§ YOUR TASK
In the entries below, find the line containing "PR #885, opened 2023-08-31" and the line containing "I took liberty". Copy those two lines and everything between them exactly, and only that.

══════════════════════════════

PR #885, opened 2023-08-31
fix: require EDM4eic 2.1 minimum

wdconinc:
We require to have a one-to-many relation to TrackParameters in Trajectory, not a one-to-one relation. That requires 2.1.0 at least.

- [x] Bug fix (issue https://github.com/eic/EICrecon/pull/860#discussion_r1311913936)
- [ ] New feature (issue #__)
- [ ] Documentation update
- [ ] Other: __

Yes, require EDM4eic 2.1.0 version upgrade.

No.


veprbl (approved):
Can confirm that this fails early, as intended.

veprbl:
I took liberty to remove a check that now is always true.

══════════════════════════════

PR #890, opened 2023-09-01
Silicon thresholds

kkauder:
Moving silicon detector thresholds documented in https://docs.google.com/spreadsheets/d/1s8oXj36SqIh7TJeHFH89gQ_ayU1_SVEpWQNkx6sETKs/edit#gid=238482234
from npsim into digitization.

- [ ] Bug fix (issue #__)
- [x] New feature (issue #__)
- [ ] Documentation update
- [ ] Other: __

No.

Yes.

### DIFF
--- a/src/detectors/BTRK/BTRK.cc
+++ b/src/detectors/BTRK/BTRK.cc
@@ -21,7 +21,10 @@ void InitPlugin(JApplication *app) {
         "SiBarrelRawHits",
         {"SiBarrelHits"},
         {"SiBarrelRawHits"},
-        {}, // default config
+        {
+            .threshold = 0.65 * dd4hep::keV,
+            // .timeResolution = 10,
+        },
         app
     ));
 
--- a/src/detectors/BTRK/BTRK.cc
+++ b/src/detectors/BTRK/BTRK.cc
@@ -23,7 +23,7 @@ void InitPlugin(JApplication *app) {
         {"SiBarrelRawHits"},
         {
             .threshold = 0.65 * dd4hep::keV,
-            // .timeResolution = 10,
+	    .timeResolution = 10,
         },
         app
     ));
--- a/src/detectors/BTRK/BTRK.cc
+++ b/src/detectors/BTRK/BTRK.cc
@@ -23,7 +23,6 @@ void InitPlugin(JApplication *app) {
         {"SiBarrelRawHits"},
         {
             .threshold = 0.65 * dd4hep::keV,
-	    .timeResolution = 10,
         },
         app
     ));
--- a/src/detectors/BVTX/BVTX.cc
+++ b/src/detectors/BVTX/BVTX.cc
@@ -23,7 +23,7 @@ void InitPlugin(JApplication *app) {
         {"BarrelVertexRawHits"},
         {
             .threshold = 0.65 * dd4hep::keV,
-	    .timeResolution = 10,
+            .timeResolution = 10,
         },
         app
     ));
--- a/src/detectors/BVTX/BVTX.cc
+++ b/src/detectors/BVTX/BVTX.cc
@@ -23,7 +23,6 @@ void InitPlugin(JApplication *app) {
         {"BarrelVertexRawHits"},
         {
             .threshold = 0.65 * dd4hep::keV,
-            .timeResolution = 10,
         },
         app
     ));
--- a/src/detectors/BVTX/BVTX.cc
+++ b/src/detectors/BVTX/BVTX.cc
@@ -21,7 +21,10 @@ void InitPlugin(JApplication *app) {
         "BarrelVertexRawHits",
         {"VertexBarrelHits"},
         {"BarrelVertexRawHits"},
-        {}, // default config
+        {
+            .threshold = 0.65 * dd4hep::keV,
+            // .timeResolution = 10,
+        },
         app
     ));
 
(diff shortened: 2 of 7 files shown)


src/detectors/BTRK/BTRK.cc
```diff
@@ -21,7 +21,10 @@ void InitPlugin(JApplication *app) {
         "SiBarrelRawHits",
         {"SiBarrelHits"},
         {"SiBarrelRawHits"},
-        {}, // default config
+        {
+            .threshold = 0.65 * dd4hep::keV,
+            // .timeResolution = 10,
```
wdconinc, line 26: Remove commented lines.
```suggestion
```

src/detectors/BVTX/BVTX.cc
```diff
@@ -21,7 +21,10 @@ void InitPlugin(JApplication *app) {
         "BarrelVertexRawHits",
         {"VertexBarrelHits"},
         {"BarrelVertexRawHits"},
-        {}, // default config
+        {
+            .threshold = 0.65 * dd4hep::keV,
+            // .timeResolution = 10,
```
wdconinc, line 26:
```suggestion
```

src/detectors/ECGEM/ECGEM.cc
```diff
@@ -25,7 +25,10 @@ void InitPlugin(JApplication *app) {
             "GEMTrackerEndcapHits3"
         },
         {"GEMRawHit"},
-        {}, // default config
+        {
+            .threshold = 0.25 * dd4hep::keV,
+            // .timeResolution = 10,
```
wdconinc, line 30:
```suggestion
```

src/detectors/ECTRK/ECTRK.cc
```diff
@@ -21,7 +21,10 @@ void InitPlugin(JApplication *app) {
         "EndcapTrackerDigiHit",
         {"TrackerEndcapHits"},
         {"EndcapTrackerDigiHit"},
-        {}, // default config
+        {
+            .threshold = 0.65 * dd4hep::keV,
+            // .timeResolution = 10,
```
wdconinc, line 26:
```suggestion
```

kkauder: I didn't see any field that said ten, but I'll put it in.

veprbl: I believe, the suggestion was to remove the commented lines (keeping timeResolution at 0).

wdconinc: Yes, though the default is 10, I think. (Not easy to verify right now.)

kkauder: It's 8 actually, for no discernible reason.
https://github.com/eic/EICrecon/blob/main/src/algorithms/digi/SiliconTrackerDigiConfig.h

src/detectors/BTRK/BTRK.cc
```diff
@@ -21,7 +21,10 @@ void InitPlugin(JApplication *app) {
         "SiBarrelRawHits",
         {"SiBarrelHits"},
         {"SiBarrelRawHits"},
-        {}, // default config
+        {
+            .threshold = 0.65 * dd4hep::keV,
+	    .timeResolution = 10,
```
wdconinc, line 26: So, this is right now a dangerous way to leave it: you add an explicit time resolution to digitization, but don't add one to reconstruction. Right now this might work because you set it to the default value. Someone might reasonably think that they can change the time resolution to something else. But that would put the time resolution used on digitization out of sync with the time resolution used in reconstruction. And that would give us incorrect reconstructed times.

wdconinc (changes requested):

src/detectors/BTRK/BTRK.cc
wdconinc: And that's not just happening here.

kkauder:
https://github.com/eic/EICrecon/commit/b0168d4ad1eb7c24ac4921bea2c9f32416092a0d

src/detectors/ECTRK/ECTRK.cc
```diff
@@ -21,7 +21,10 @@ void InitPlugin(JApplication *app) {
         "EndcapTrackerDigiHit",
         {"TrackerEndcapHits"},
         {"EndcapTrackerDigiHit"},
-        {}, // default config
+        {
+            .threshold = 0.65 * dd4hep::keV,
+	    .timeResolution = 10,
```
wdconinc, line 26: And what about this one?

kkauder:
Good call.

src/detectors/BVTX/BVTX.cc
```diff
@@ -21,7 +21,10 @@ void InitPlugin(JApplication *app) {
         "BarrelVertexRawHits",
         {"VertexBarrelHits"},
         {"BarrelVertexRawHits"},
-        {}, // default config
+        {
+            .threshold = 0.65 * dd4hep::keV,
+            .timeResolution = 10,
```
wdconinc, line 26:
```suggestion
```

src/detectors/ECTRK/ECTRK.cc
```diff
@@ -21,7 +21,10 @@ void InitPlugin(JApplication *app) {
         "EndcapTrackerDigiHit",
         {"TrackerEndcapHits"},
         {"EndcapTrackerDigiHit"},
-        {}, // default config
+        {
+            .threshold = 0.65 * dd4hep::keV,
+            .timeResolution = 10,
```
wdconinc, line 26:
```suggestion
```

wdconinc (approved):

══════════════════════════════

§ ANSWER AREA
PR #885, opened 2023-08-31
fix: require EDM4eic 2.1 minimum

wdconinc:
We require to have a one-to-many relation to TrackParameters in Trajectory, not a one-to-one relation. That requires 2.1.0 at least.

- [x] Bug fix (issue https://github.com/eic/EICrecon/pull/860#discussion_r1311913936)
- [ ] New feature (issue #__)
- [ ] Documentation update
- [ ] Other: __

Yes, require EDM4eic 2.1.0 version upgrade.

No.


veprbl (approved):
Can confirm that this fails early, as intended.

veprbl:
I took liberty to remove a check that now is always true.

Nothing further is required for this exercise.